BRIEF
In the records below, begin at the line containing "-41,6 +41,7 @@" and end at the line containing "PR #504, opened 2017-04-24"; quote every line in that span exactly, including both boundary lines, and no others.

SUPPLIED INFORMATION
○ ○ ○ ○

PR #496, opened 2017-03-21
`StopOnFirstFailure` when doing repository builds

dougbu:
- avoids MSBuild continuing past failed repositories in sequential builds
- ignored when building in parallel (unfortunately)

### DIFF
--- a/build/RepositoryBuild.targets
+++ b/build/RepositoryBuild.targets
@@ -41,6 +41,7 @@
     <MSBuild
       Projects="@(BatchedRepository)"
       BuildInParallel="$(BatchBuilds)"
+      StopOnFirstFailure="true"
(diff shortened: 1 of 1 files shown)


dougbu:
Any objections?

natemcmaster:
I might be missing some context...but wasn't the "keep going even on failure" design intentional? e.g. sometimes we want the whole thing to run, even if some tests fail. This allows us to use TeamCity to mute a test.

dougbu:
This option doesn't work when `$(BuildInParallel)` is set. So, it should have no affect on CI builds.

In any case, the CI has been failing after the first repo with failed tests for ages.

natemcmaster:
Ok.

dougbu:
dd38898

PR #503, opened 2017-04-21
Resolve warnings about duplicate imports of Microsoft.Common.targets

natemcmaster:
Resolves https://github.com/aspnet/KoreBuild/issues/216

Depends on https://github.com/aspnet/BuildTools/pull/239


natemcmaster:
When this merges, will revert https://github.com/aspnet/KoreBuild/pull/227

PR #504, opened 2017-04-24
Remove Microsoft.Extensions.PlatformAbstractions

anurse:
Part of aspnet/PlatformAbstractions#50


anurse:
I'm building Universe (incl. running tests) on a VM to verify that this is safe. It should be fine, I've already verified that when referencing `Microsoft.AspNetCore.All`, **nobody** brings in `Microsoft.Extensions.PlatformAbstractions`

PR #509, opened 2017-05-11
Remove identity service from universe

javiercn:


pranavkm:
Removed the VCS trigger from the CI so Universe builds don't kick off when you commit to IdentityService.

javiercn:
Merged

○ ○ ○ ○

YOUR SOLUTION
@@ -41,6 +41,7 @@
     <MSBuild
       Projects="@(BatchedRepository)"
       BuildInParallel="$(BatchBuilds)"
+      StopOnFirstFailure="true"
(diff shortened: 1 of 1 files shown)


dougbu:
Any objections?

natemcmaster:
I might be missing some context...but wasn't the "keep going even on failure" design intentional? e.g. sometimes we want the whole thing to run, even if some tests fail. This allows us to use TeamCity to mute a test.

dougbu:
This option doesn't work when `$(BuildInParallel)` is set. So, it should have no affect on CI builds.

In any case, the CI has been failing after the first repo with failed tests for ages.

natemcmaster:
Ok.

dougbu:
dd38898

PR #503, opened 2017-04-21
Resolve warnings about duplicate imports of Microsoft.Common.targets

natemcmaster:
Resolves https://github.com/aspnet/KoreBuild/issues/216

Depends on https://github.com/aspnet/BuildTools/pull/239


natemcmaster:
When this merges, will revert https://github.com/aspnet/KoreBuild/pull/227

PR #504, opened 2017-04-24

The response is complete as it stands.